## What is required
Pull each line holding "user" out of the entries below.

## The data
PR #3392, opened 2025-05-22
Foundry UI

franciszekjob:
Towards #3022

**Stack**:
- #3409
- #3405
- #3402
- #3396
- #3393
- #3392 ⬅

## Introduced changes

- Introduce `foundry-ui` crate
    - Add `UI`, `Message`

## Checklist

- [x] Linked relevant issue
- [x] Added relevant tests


crates/foundry-ui/src/lib.rs
```diff
@@ -0,0 +1,65 @@
...
+impl OutputFormat {
+    #[must_use]
+    pub fn from_flag(json: bool) -> Self {
+        if json {
+            OutputFormat::Json
+        } else {
+            OutputFormat::Human
+        }
+    }
+}
```
franciszekjob, line 21: note: I know that flags responsible for output format is currently only present in sncast, but thinking ahead it's reasonable to have it at generic ui level.

crates/sncast/src/response/structs.rs
franciszekjob, line 1: note: Structs have been placed in their respective files.

franciszekjob, line 1: note: command response structs have been placed in their respective files

cptartur (commented):
Looks good I think, left some comments about possible improvements

crates/foundry-ui/src/message.rs
```diff
@@ -0,0 +1,60 @@
...
+pub trait Message {
+    /// Return textual (human) representation of this message.
+    ///
+    /// Default implementation returns empty string, making [`Ui`] skip printing this message.
+    fn text(&self) -> String
+    where
+        Self: Sized + Serialize,
+    {
+        String::new()
+    }
```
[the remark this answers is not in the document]
franciszekjob: Right, maybe a json would be suitable then, wdyt? Or we could also leave it without default implementation.

cptartur (commented):
Responded to comments

crates/foundry-ui/src/lib.rs
```diff
@@ -0,0 +1,67 @@
...
+
+impl OutputFormat {
+    #[must_use]
+    pub fn from_flag(json: bool) -> Self {
+        if json {
+            OutputFormat::Json
+        } else {
+            OutputFormat::Human
+        }
+    }
```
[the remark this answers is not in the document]
franciszekjob: I don't really see a point to remove it - look at the code where it's used, seems natural and sensible:
https://github.com/foundry-rs/starknet-foundry/blob/32302f6a6ed9b7f94c970ff32e6b8b4cfd15f92b/crates/sncast/src/main.rs#L217

crates/sncast/src/response/explorer_link.rs
```diff
@@ -1,16 +1,16 @@
...
+use foundry_ui::OutputFormat;
 use starknet_types_core::felt::Felt;
 
 pub trait OutputLink {
     const TITLE: &'static str;
 
     fn format_links(&self, provider: Box<dyn LinkProvider>) -> String;
 
-    fn print_links(&self, provider: Box<dyn LinkProvider>) {
+    fn print_links(&self, provider: Box<dyn LinkProvider>) -> String {
```
kkawula, line 10: Rename?

crates/sncast/src/response/print.rs
```diff
@@ -154,6 +127,14 @@ impl From<Value> for OutputData {
     }
 }
 
+impl<T: CommandResponse + Serialize> From<&T> for OutputData {
```
kkawula, line 130: CommandResponse + Serialize = CommandResponse
Is it correct?

crates/sncast/src/starknet_commands/account/deploy.rs
```diff
@@ -63,6 +64,7 @@ pub async fn deploy(
             keystore_path_,
         )
         .await
+        .map(Into::into)
```
kkawula, line 67: can we get rid of this map somehow?

crates/sncast/src/starknet_commands/multicall/run.rs
```diff
@@ -132,6 +132,7 @@ pub async fn run(
 
     execute_calls(account, parsed_calls, fee_args, None, wait_config)
         .await
+        .map(std::convert::Into::into)
```
kkawula, line 135: This formatting differ from other maps

crates/sncast/src/starknet_commands/account/deploy.rs
franciszekjob: Note that now we return a separate type `AccountDeployResponse` which is constructed from `InvokeResponse`, hence the usage of into.

crates/sncast/src/starknet_commands/multicall/run.rs
franciszekjob: Changed.

crates/foundry-ui/src/message.rs
```diff
@@ -0,0 +1,31 @@
...
+    ///
+    /// Default implementation returns empty string, making [`Ui`] skip printing this message.
+    fn text(&self) -> String
+    where
+        Self: Sized + Serialize;
+
+    /// Return JSON representation of this message.
+    fn json(&self) -> String
+    where
+        Self: Sized + Serialize,
```
ksew1, line 15: Sized is not needed here also i would just make Serialize super trait as from what i see we always do `Message + serde::Serialize`

crates/foundry-ui/src/message.rs
```diff
@@ -0,0 +1,31 @@
+use serde::Serialize;
+
+/// A typed object that can be either printed as a human-readable message or serialized as JSON.
+pub trait Message {
+    /// Return textual (human) representation of this message.
+    ///
+    /// Default implementation returns empty string, making [`Ui`] skip printing this message.
+    fn text(&self) -> String
+    where
+        Self: Sized + Serialize;
```
ksew1, line 10: This two are not needed

crates/foundry-ui/src/lib.rs
```diff
@@ -0,0 +1,67 @@
...
+
+    /// Get the output format of this [`UI`] instance.
+    #[must_use]
+    pub fn output_format(&self) -> OutputFormat {
+        self.output_format
+    }
+
+    /// Print the given message to stdout using the configured output format.
+    pub fn print<T>(&self, message: &T)
```
ksew1, line 47: Could we do rust naming's? So `println` and `eprintln`? This way it is less confusing

crates/foundry-ui/src/lib.rs
```diff
@@ -0,0 +1,67 @@
...
+impl UI {
+    /// Create a new [`UI`] instance configured with the given output format.
+    #[must_use]
+    pub fn new(output_format: OutputFormat) -> Self {
+        Self { output_format }
+    }
+
+    /// Get the output format of this [`UI`] instance.
+    #[must_use]
+    pub fn output_format(&self) -> OutputFormat {
```
ksew1, line 42: I don't like how we are using this. We are doing ui.output_format() -> format message according to output_format -> print message. The flow should be i give message to ui and it knows how to format it.

crates/foundry-ui/src/lib.rs
franciszekjob: Sure

crates/foundry-ui/src/lib.rs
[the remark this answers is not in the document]
cptartur: I think it's unnecessary indirection for something this simple. The usage you posted is obvious but from other places, it's not obvious at all what `from_flag` method does since arguments name aren't easily visible to the caller.

Why not 
```rust
let output_format = if cli.json {
  OutputFormat::Json
} else {
  OutputFormat::Human
};
```
at the caller site? We aren't saving any code from doing this.

crates/foundry-ui/src/lib.rs
cptartur: I think the idea is you create a UI instance per output format (json or human readable) and you pass it through the application. To me it makes sense that the UI has a (immutable) state like this.

crates/foundry-ui/src/message.rs
```diff
@@ -0,0 +1,31 @@
...
+    fn text(&self) -> String {
+        (*self).to_string()
+    }
+}
+
+impl Message for String {
+    fn text(&self) -> String {
+        self.to_string()
+    }
+}
```
cptartur, line 31: How does that play with the default conversion to json? The user will just get the encoded string?

Not sure how we can enforce this on the type level (or if), but for json output maybe it makes sense to return objects always? 

What I mean is that maybe there is a reason for the output to always be of the format

```
SomeObject { 
  "key1": "value1"
}
```

and with these default impls the user will get just `"string text"`.

cc @kkawula @ksew1

crates/sncast/src/response/explorer_link.rs
```diff
@@ -22,27 +24,29 @@ pub enum ExplorerError {
...
+        return None;
     };
     let Ok(network) = chain_id.try_into() else {
-        return;
+        return None;
     };
 
     if let Ok(provider) = explorer.unwrap_or_default().as_provider(network) {
-        response.print_links(provider);
+        return Some(response.print_links(provider));
```
cptartur, line 48: Maybe the method should be renamed. It doesn't seem like it is printing anything anymore

crates/foundry-ui/src/lib.rs
```diff
@@ -0,0 +1,67 @@
...
+/// All messaging (basically all writes to `stdout`) must go through this object.
+#[derive(Debug)]
+pub struct UI {
+    output_format: OutputFormat,
+    // TODO(3395): Add state here, that can be used for spinner
+}
+
+impl UI {
+    /// Create a new [`UI`] instance configured with the given output format.
+    #[must_use]
```
cptartur, line 35: Now that I think of it, we should probably define a trait for UI and implement it here.

So you can type our function as accepting the UI trait, not the specific implementation of it.
The benefit will be you will be able to mock the UI in tests or provide an implementation that allows us to just capture what is printed so we can assert it (e.g. for tests that show warnings about `snforge_std`).

cc @kkawula @ksew1

crates/foundry-ui/src/lib.rs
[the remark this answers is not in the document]
franciszekjob: > Why not at the caller site?

Imo it's not a good practice to write ifs logic directly at the level of `main` function, even if they are simple.

Let's follow your reasoning and assume we introduce other simple flags in future. Then our `main` function would get cluttered over the time:


```rust
fn main() -> Result<()> {
    let cli = Cli::parse();

    let numbers_format = NumbersFormat::from_flags(cli.hex_format, cli.int_format);

    let output_format = if cli.json {
        OutputFormat::Json
    } else {
        OutputFormat::Human
    };

    let other_value = cli.other_field {
        ...
    } else {
        ...
    }
   
   ...
}
```

I'm open for discussion but the arguments you've provided don't really convince me 😅 

@ksew1 @kkawula wdyt about this?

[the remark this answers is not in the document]
kkawula: I prefer the solution that @franciszekjob proposed, it takes away logic from main function, let's stick to it

crates/sncast/src/response/print.rs
kkawula: imo we should use`T: CommandResponse` only

crates/foundry-ui/src/lib.rs
```diff
@@ -0,0 +1,68 @@
...
+    /// Get the output format of this [`UI`] instance.
+    #[must_use]
+    pub fn output_format(&self) -> OutputFormat {
+        self.output_format
+    }
+
+    /// Print the given message to stdout using the configured output format.
+    pub fn println<T>(&self, message: &T)
+    where
+        T: Message + serde::Serialize,
```
kkawula, line 50: Isn't it the same?
```suggestion
        T: Message
```

crates/foundry-ui/src/lib.rs
```diff
@@ -0,0 +1,68 @@
...
+        match self.output_format {
+            OutputFormat::Human => println!("{}", message.text()),
+            OutputFormat::Json => println!("{}", message.json()),
+        }
+    }
+
+    /// Print the given message to stderr using the configured output format.
+    pub fn eprintln<T>(&self, message: &T)
+    where
+        T: Message + serde::Serialize,
```
kkawula, line 61:
```suggestion
        T: Message
```

crates/sncast/src/response/print.rs
franciszekjob: Right, we can leave just `T: CommandResponse`

crates/foundry-ui/src/message.rs
```diff
@@ -0,0 +1,23 @@
...
+/// A typed object that can be either printed as a human-readable message or serialized as JSON.
+pub trait Message: Serialize {
+    /// Return textual (human) representation of this message.
+    ///
+    /// Default implementation returns empty string, making [`Ui`] skip printing this message.
+    fn text(&self) -> String;
+
+    /// Return JSON representation of this message.
+    fn json(&self) -> String {
+        serde_json::to_string(self).unwrap_or_else(|_| "Invalid JSON".to_string())
```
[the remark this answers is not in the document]
franciszekjob: You're right, I've missed it. Changed to `serde_json::to_string(self).expect("Failed to serialize message to JSON")`

crates/foundry-ui/src/lib.rs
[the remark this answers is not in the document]
franciszekjob: >  I would personally create a function output_format_from_flag(flag: bool) -> OutputFormat on the caller side.

Why separate function if it's related only with `OutputFormat` (and it's not generic)? I would keep it as a method.

cptartur (commented):
Added my review above but it is telling me it's still requested

crates/sncast/src/response/account/create.rs
```diff
@@ -0,0 +1,49 @@
...
+use serde::{Serialize, Serializer};
+use starknet_types_core::felt::Felt;
+
+use crate::{
+    helpers::block_explorer::LinkProvider,
+    response::{command::CommandResponse, explorer_link::OutputLink},
+};
+
+#[derive(Clone)]
+pub struct Decimal(pub u64);
```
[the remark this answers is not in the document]
ksew1: But why use it instead of u64?

crates/foundry-ui/src/message.rs
franciszekjob: Right, valid point - I've removed default impl of `json` on `Message. Now both `text` and `json` need to be implemented, hope it makes more sense.

crates/foundry-ui/src/message.rs
```diff
@@ -0,0 +1,23 @@
...
+    }
+}
+
+impl<T: ToString> Message for T
```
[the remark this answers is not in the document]
franciszekjob: Seems like solution from https://github.com/foundry-rs/starknet-foundry/pull/3392#discussion_r2109636629 thread, resolves this.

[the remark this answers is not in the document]
cptartur: This is better probably, though I still don't 100% see use cases for having a plain string as a command return message. 
What are the cases where we'd use this impl you have here instead of a specialized struct?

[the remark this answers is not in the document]
franciszekjob: For instance a simple print 😅 :
```rust
ui.println("Example text");
```

crates/foundry-ui/src/lib.rs
```diff
@@ -0,0 +1,65 @@
...
+pub mod message;
+
+#[derive(Debug, Clone, Copy, PartialEq, Eq, Default)]
+pub enum OutputFormat {
+    #[default]
+    Human,
+    Json,
+}
+
+pub trait Ui {
```
ksew1: I this trait even used?

crates/foundry-ui/src/lib.rs
```diff
@@ -0,0 +1,68 @@
...
+
+    // TODO: Will be removed in 3022-3-use-foundry-ui-in-sncast
+    /// Get the output format of this [`UI`] instance.
+    #[must_use]
+    pub fn output_format(&self) -> OutputFormat {
+        self.output_format
+    }
+
+    /// Print the given message to stdout using the configured output format.
+    pub fn println<T>(&self, message: &T)
```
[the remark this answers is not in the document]
ksew1: yeah `format_message` is a good name

crates/foundry-ui/src/message.rs
```diff
@@ -0,0 +1,24 @@
+use serde::Serialize;
+
+/// A typed object that can be either printed as a human-readable message or serialized as JSON.
+pub trait Message: Serialize {
+    /// Return textual (human) representation of this message.
+    fn text(&self) -> String;
+
+    /// Return JSON representation of this message.
+    fn json(&self) -> String;
```
ksew1: After some thought i think it would be better to return `serde::Value`

crates/foundry-ui/src/lib.rs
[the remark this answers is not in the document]
franciszekjob: But it won't be used anywhere now, so there's no point adding it.

crates/foundry-ui/src/lib.rs
franciszekjob: Yeah, now it's used. Btw I've changed it's name to `Printer`.

crates/foundry-ui/src/message.rs
franciszekjob: Makes sense

crates/foundry-ui/src/lib.rs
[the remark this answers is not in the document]
ksew1: It would de duplicate code

crates/foundry-ui/src/lib.rs
ksew1: Where? I only see implementation not the usage

crates/foundry-ui/src/lib.rs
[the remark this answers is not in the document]
ksew1: Also it would be nicer to use `impl` syntax instead of generics

crates/sncast/src/response/account/create.rs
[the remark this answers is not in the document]
franciszekjob: Looking at the code, it was used to display estimated fee (in account creation response) as decimal number, rather than hex (it was felt). Some time ago type of estimated fee changed from felt to u128, so we can now safely remove this code.

crates/foundry-ui/src/lib.rs
franciszekjob: https://github.com/foundry-rs/starknet-foundry/pull/3392/files#diff-58fbed0f1346540ed57607881e130f1cf525dcfe591519e6d90ea89969b64d91R52

ksew1: Yes, but we don't use this trait anywhere. It is just implemented

crates/foundry-ui/src/message.rs
```diff
@@ -0,0 +1,24 @@
...
+    /// Return textual (human) representation of this message.
+    fn text(&self) -> String;
+
+    /// Return JSON representation of this message.
+    fn json(&self) -> Value;
+}
+
+impl<T: ToString> Message for T
+where
+    T: Serialize,
```
ksew1, line 15:
```suggestion
    T: Serialize + ToString,
```

And remove `
impl<T: ToString>`

ksew1 (approved):
My only question is about this trait

crates/foundry-ui/src/message.rs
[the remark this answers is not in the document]
cptartur: All right, let's keep this implementation then.

crates/foundry-ui/src/message.rs
```diff
@@ -0,0 +1,23 @@
+use serde::Serialize;
+
+/// A typed object that can be either printed as a human-readable message or serialized as JSON.
+pub trait Message: Serialize {
```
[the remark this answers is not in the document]
cptartur: It's an nice idea but for now let's not expand the scope of this PR (stack).

crates/sncast/src/response/print.rs
```diff
@@ -76,6 +63,7 @@ impl From<Value> for OutputValue {
             ),
             Value::String(s) => OutputValue::String(s.to_string()),
             Value::Bool(b) => OutputValue::String(b.to_string()),
+            Value::Number(n) => OutputValue::String(n.to_string()),
```
cptartur, line 66: Why do we need this?

crates/foundry-ui/src/message.rs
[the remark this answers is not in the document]
kkawula: > Seems that should be a new variant of OutputFormat

Sounds good

crates/sncast/src/main.rs
```diff
@@ -24,7 +31,7 @@ use sncast::helpers::scarb_utils::{
     get_package_metadata, get_scarb_metadata_with_deps,
 };
 use sncast::response::errors::handle_starknet_command_error;
-use sncast::response::structs::{CallResponse, DeclareResponse, TransformedCallResponse};
+
```
kkawula:
```suggestion
```

crates/sncast/src/response/cast_message.rs
```diff
@@ -0,0 +1,43 @@
...
+    command::CommandResponse,
+    print::{Format, OutputData},
+};
+
+#[derive(Serialize)]
+pub struct SncastMessage<T: Serialize> {
+    pub command: String,
+    pub command_response: T,
+    pub numbers_format: NumbersFormat,
+}
```
kkawula:
```suggestion
#[derive(Serialize)]
pub struct SncastMessage<T> {
    pub command: String,
    pub command_response: T,
    pub numbers_format: NumbersFormat,
}
```
That Trait bound is required by derive

crates/sncast/src/starknet_commands/account/create.rs
```diff
@@ -86,9 +85,9 @@ pub async fn create(
         .context("Invalid address")?
         .parse()?;
 
+    let estimated_fee_strk = BigDecimal::new(estimated_fee.into(), 18.into());
     let mut message = format!(
-        "Account successfully created but it needs to be deployed. The estimated deployment fee is {} STRK. Prefund the account to cover deployment transaction fee",
-        felt_to_bigdecimal(estimated_fee, 18)
+        "Account successfully created but it needs to be deployed. The estimated deployment fee is {estimated_fee_strk} STRK. Prefund the account to cover deployment transaction fee"
```
kkawula, line 90: Is there a reason why this function should be removed?

crates/sncast/src/starknet_commands/account/create.rs
```diff
@@ -375,67 +374,3 @@ fn generate_deploy_command_with_keystore(
...
-        BigInt::from_bytes_be(Sign::Plus, &felt.as_ref().to_bytes_be()),
-        decimals.into(),
-    )
-}
-
-#[cfg(test)]
-mod tests {
-    use super::*;
-
-    #[test]
```
kkawula, line 394: Is there a reason why this function should be removed?

kkawula (changes requested):

crates/foundry-ui/src/message.rs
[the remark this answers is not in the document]
franciszekjob: https://github.com/foundry-rs/starknet-foundry/issues/3435

crates/sncast/src/starknet_commands/account/create.rs
franciszekjob: Yes, if you read the previous code, `estimated_fee` was of `Felt` type, which is quite artifical, because the estimated fee returned from `starknet-rs` is `u128`. I've changed the type in `AccountCreateResponse` to mentioned `u128` ([here](https://github.com/foundry-rs/starknet-foundry/pull/3392/files#diff-70a96365d3d53e9082de907ba5b9661e4940d5b55d3c7fd1227021447d0a8556R20)), hence we don't need this function anymore.

crates/sncast/src/starknet_commands/account/create.rs
franciszekjob: https://github.com/foundry-rs/starknet-foundry/pull/3392#discussion_r2125921742

crates/sncast/src/response/cast_message.rs
franciszekjob: In fact, it should be `CommandResponse` instead of `Serialized`, changed.

crates/sncast/src/response/print.rs
franciszekjob: It's a result of deleting `Decimal`, here https://github.com/foundry-rs/starknet-foundry/pull/3392/files#diff-b07be4e12cdea6b79c88ef81620caabdbf5d4250c3f73c912fc0eda9467b3bbeL11

kkawula (approved):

## Response to this exercise
cptartur, line 31: How does that play with the default conversion to json? The user will just get the encoded string?
and with these default impls the user will get just `"string text"`.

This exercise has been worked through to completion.